The British defence secretary gave an upbeat assessment of the UK’s involvement in the protracted Libya campaign despite concerns among MPs about the duration of the mission authorised by the United Nations in March to protect Libyan civilians from Colonel Muammar Gaddafi’s forces.
Fox insisted again that last year’s Strategic Defence and Security Review would not be reopened and that continued overseas missions for the British military were likely.
In Libya, the UK’s commitment and the danger to British forces recently has increased further with the recent deployment of Apache helicopters.
Speaking about the review Dr Fox said: “We knew that we would get a test, I wasn’t quite expecting the test to come so quickly as it came with Libya, but we said in our SDSR we would be able to carry out one long enduring mission like Afghanistan – when we have a core force of 9,500 but regularly 11,000 or more actually on the ground.
“And we said we would also be able to carry out one shorter programme – meaning one of about six months’ duration – and we have been, I think, extraordinarily successful with what we have done in Libya.
“We were able through Nato to stand up with command and control, we were able to get our assets moving very quickly, we were more than capable within the limitations we had to get our air power projected… to ensure that we had Typhoon and Tornado performing very effectively, of course very recently adding in our Apache attack helicopters.
“We set the pace in Libya and we have been driving very much of the military process.”
Speaking to a conference organised by Conservative Intelligence, which provides advice on Tory thinking, Dr Fox said the review – cutting billions of pounds from the over-committed Ministry of Defence budget – would not be revisited.
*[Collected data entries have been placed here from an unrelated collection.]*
PR #1330, opened 2018-01-15
[RFC] Add GoogleTest framework and some unit tests

DavidFair:
This PR is large, however the majority is unit tests as I didn't want to add a testing framework then leave it unused.

Building on the feedback in #1318 this PR:

- Adds Google Testing Framework (we clone and build rather than link, explanation in #1318 )
- Bumps us to using C++-14 standard.
- Makes the unit test target optional and opt-in
- Enables CPP Tests for Travis builds
- Adds unit tests for `THChunkRenderer` 

---

To test:
- Check that by default unit tests are enabled
- Try enabling unit tests (the var is called `ENABLE_UNIT_TESTS` ) and check it correctly runs CMake
- Check the building `CorsixTH` does not build unit tests
- Check doing a bare build does
- Move into $BuildDir/CorsixTH
- Run `ctest -VV` check all tests pass correctly
- Code review.

As always feel free to suggest any changes / improvements ideas.


wolfy1339:
I would move the code relocation/reorganization/fixes (commits 19de544 b343d22 02fd0f3 d532b28) to another PR as they aren't really related to adding unit tests

DavidFair:
Okay I've split this PR and updated the PR message to reflect the current changes

DavidFair:
Closing for #1550

PR #1331, opened 2018-01-15
[RFC] Fixes and reorg from unit test changes

DavidFair:
Moves the changes from #1330 as per PR feedback:

Changes are:
-----

- Moves `convertLegacySprite()` into `th_gfx.cpp` as it is not SDL specific (no changes to source code) following feedback in previous PR.
- Moves the deceleration of `IntersectTHClipRect(..)` into `th_map.h` as the definition is in the respective cpp file (and I didn't think it warranted a separate PR)
  - Fixes up header includes following that move
- `THChunkRenderer` fix ups:

  - Store a `nullptr` instead of 0 when we call `takeData()`
  - Add doxgen in the header for all methods explaining in detail what the method does
  - Account for the size of the data when calling `memset` or `memcpy` 
  - Split decode chunks into two seperate methods: `decodeChunksSimple` and `decodeChunksComplex`
  - Document the code of those new methods, which can be a bit terse to understand at points. Note: There was no code changes for these methods
  - Rename the private method `_isDone()` to `_isEndOfBuffer()`

### DIFF
--- a/CorsixTH/Src/iso_fs.cpp
+++ b/CorsixTH/Src/iso_fs.cpp
@@ -21,6 +21,8 @@ SOFTWARE.
 */
 
 #include "iso_fs.h"
+
+#include <lua.h>
 #include <cstring>
 #include <cstdarg>
 #include <cstdlib>
--- a/CorsixTH/Src/th_gfx.cpp
+++ b/CorsixTH/Src/th_gfx.cpp
@@ -142,6 +142,47 @@ public:
     }
 };
 
+//! Convert legacy 8bpp sprite data to recoloured 32bpp data, using special recolour table 0xFF.
+/*!
+@param pPixelData Legacy 8bpp pixels.
+@param iPixelDataLength Number of pixels in the \a pPixelData.
+@return Converted 32bpp pixel data, if succeeded else nullptr is returned. Caller should free the returned memory.
+*/
+uint8_t *convertLegacySprite(const uint8_t* pPixelData, size_t iPixelDataLength)
+{
+	// Recolour blocks are 63 pixels long.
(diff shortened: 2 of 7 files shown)


lewri:
@DavidFair what's the current state of play with this one?

Alberth289346:
@TheCycoONE looks like a better person to answer that question.

lewri:
Going through the conflicts it looks like this PR should be able to be corrected course onto the current code -- then again some of them look a bit complex and the nature of these files may have changed. Would be good to get some update on what the plans are with this at the current time.

Alberth289346:
Likely at least some of the changes are good, however in its current form it's difficult to understand what exactly is modified and what is just moved. Eg the first commit says `Move decleration for convertLegacySprite`, yet the actual change deletes a function. Likely it gets added elsewhere, but it makes checking the changes difficult.

On the patch:
- A clean split between moves and (a sequence of small) changes would be very helpful in understanding what is being done here.
- Some added code comments should not tell about decimal values but about bit patterns being recognized. I am not sure it's actually needed, as the format being decoded and encoded is documented in a text file somewhere. The code follows that document very closely (if you think in bit patterns rather than numeric values).

The bigger issue is I think what to do with this code:
Part of the code is for legacy sprites, which is actually being used currently. Fixing/improving/documenting that would be fine. Another part is for new (open source) graphics. Since the code already exists for several years and we have no new graphics whatsoever, I think we can conclude that the current attempt is not working. Also, further experiments in this area indicated we may have the wrong approach. This implies rethinking how to solve the open source graphics problem, I believe.
Not sure if it makes sense to fix the current unused open source sprite loading code until the above has been done.

PR #1332, opened 2018-01-16
[Pending] Refactor THChunkRenderer

DavidFair:
**Note this PR cannot be merged / reviewed before #1330 and #1331 are merged.**

-----

Re-factors THChunkRenderer to modernise the code the class uses:

- Drop the optional parameter to an existing array of data in the constructor
  - This was only used in one place and it duplicated the internal logic
- Switches the internals of THChunkRenderer to use a `std::vector<uint8_t>` instead of `uint8_t *`
- Replaces hex values to more readable decimal values for the `decodeChunk` methods
- Removes the inline keyword (which is ignored by the compiler) and renames some private methods
- Uses member initialisation instead of a constructor 
- Switches all methods to accept size_t parameters instead of int

-----

Testing:
- Run unit tests
- Run CorsixTH, the opening animation to the menu uses all code paths of THChunkRenderer when assets are loaded in and converted
- Code Review


Alberth289346:
Hex is better than decimal if you're working with bits, since you can immediately see the bit patterns that the number expresses (I read eg 0xC0 as 1100.0000, I never even consider its numeric value 12*16).

CorsixTH/Src/th_gfx.cpp
```diff
@@ -1033,88 +1092,119 @@ inline void THChunkRenderer::_incrementPosition(int npixels)
...
+        {
+            // Copy the number of pixels represented by inputVal.
+            size_t amt = inputVal;
+            if (dataLen < amt)
+                amt = dataLen;
+            chunkCopy(amt, inputData);
+            inputData += amt;
+            dataLen -= amt;
+        }
+        // If the input has bit 128 set without bit 64
```
Alberth289346: bit 128 is not 0x80, bit 128 is 2**128, which is 340282366920938463463374607431768211456 or 0x100000000000000000000000000000000 (see how hex makes bits much more clear here?).

You mean bit 7 and bit 6 here (bit b has value 2**b, starting with b=0, with value 1.

CorsixTH/Src/th_gfx.cpp
```diff
@@ -1033,88 +1092,119 @@ inline void THChunkRenderer::_incrementPosition(int npixels)
...
+        // i.e. in the range 128-191 
+        else if ((inputVal & 0xC0) == 0x80)
+        {
+            // Fill the with 0xFF for the number of pixels - 128
```
Alberth289346: "the with" ? needs something in-between?

CorsixTH/Src/th_gfx.cpp
```diff
@@ -1033,88 +1092,119 @@ inline void THChunkRenderer::_incrementPosition(int npixels)
...
+            chunkFill(inputVal - 0x80, 0xFF);
+        }
+        else
+        {
+            // B is between 64 - 127 or 192 - 255
```
Alberth289346: Doesn't seem to be a B around here.

CorsixTH/Src/th_gfx.cpp
```diff
@@ -1033,88 +1092,119 @@ inline void THChunkRenderer::_incrementPosition(int npixels)
...
+                dataLen -= 2;
             }
             else
             {
-                chunkFill(0x100 - b, 0xFF);
+                // Bitwise And inputVal with 128, divide this by two
+                // then subtract this from inputVal. Then subtract
+                // 60 from inputVal. This gives the amount of pixels
+                // to copy.
+                amt = inputVal - 60 - (inputVal & 0x80) / 2;
```
Alberth289346: Comment that repeats what the code says is less than useless. At best, it actually repeats it (giving no new information), less optimal if it says something else (which can only give confusion). Instead, explain what is happening here at a higher level, and clarify the 60, as it's pure magic now.

CorsixTH/Src/th_gfx.cpp
```diff
@@ -142,6 +146,47 @@ class Input
     }
 };
 
+//! Convert legacy 8bpp sprite data to recoloured 32bpp data, using special recolour table 0xFF.
+/*!
+@param pPixelData Legacy 8bpp pixels.
+@param iPixelDataLength Number of pixels in the \a pPixelData.
+@return Converted 32bpp pixel data, if succeeded else nullptr is returned. Caller should free the returned memory.
+*/
```
Alberth289346: Corsix documents non-static function in the header files.
(I don't agree with this policy, but that's another matter.)

lewri:
#1331 got closed. Assuming this one can't go forward now either?

PR #1333, opened 2018-01-17
[Pending] Create CorsixTH Library Target

DavidFair:
**Cannot be merged before #1330**

----

Creates a new target called `CorsixTHLib`, this builds all files except for `main.cpp` as a static library. 
Whilst there is an option for shared libraries these will not work on MSVC without additional work. If linking the static library is becoming time consuming we can revisit this, but for the moment linking takes a couple of seconds anyway.

This has no impact on the final executable produced, however it saves us building the source code twice when using unit tests. 

----

To test:
- Check CorsixTH builds and opens correctly
- Build the `UnitTests` target, make sure it doesn't rebuild the source that was built for `CorsixTHLib`
- Make a change anywhere in any file in `Src`
- Make the `UnitTests` target, make sure it correctly builds `CorsixTHLib` to include the change
- Build `CorsixTH` check it doesn't rebuild `CorsixTHLib` again


TheCycoONE:
We have a library now and are using catch2 rather than Google.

“When people say to me ‘should we reopen the SDSR?’ I say to them what you really mean is you want to spend more on defence,” he said.
“And that’s fair enough to say that, but if you want to tell me what taxes you want to raise and tell me what cuts you want to make to other programmes, because you can’t increase borrowing without severely affecting Britain’s long-term strategic position.
“It’s a tough message but it’s something that we have to face because if we don’t face it then we don’t have the economic power on which influence is built and there is no better way to secure the future than to shape it.”
The Defence Secretary stressed his support for the Government’s increase to the aid budget despite controversy last month over a leaked letter in which he challenged the idea to put the commitment on a statutory footing.
But Dr Fox pointed out that the increase was in the Tories’ election manifesto and was combined with an ambition to spend the money better.
“When we made our decision to increase, as we did in our manifesto, the proportion of our GDP spent on aid, that was done on the basis that that aid could be spent in a different way, in a better way, more able to be involved in prevention of conflict and stability than it had been in the past,” he said.
International development secretary Andrew Mitchell acknowledged that the arguments for aid were “more difficult to get across in a time of financial austerity”.
But he said his job was to convince the British people of the value of spending on aid.
“My ambition is that over the next four years people will come to think, across our country, of Britain’s fantastic development work with the same pride and satisfaction that they see our great institutions like the Armed Forces and the monarchy,” he said.
“This is brilliant work that Britain is doing.”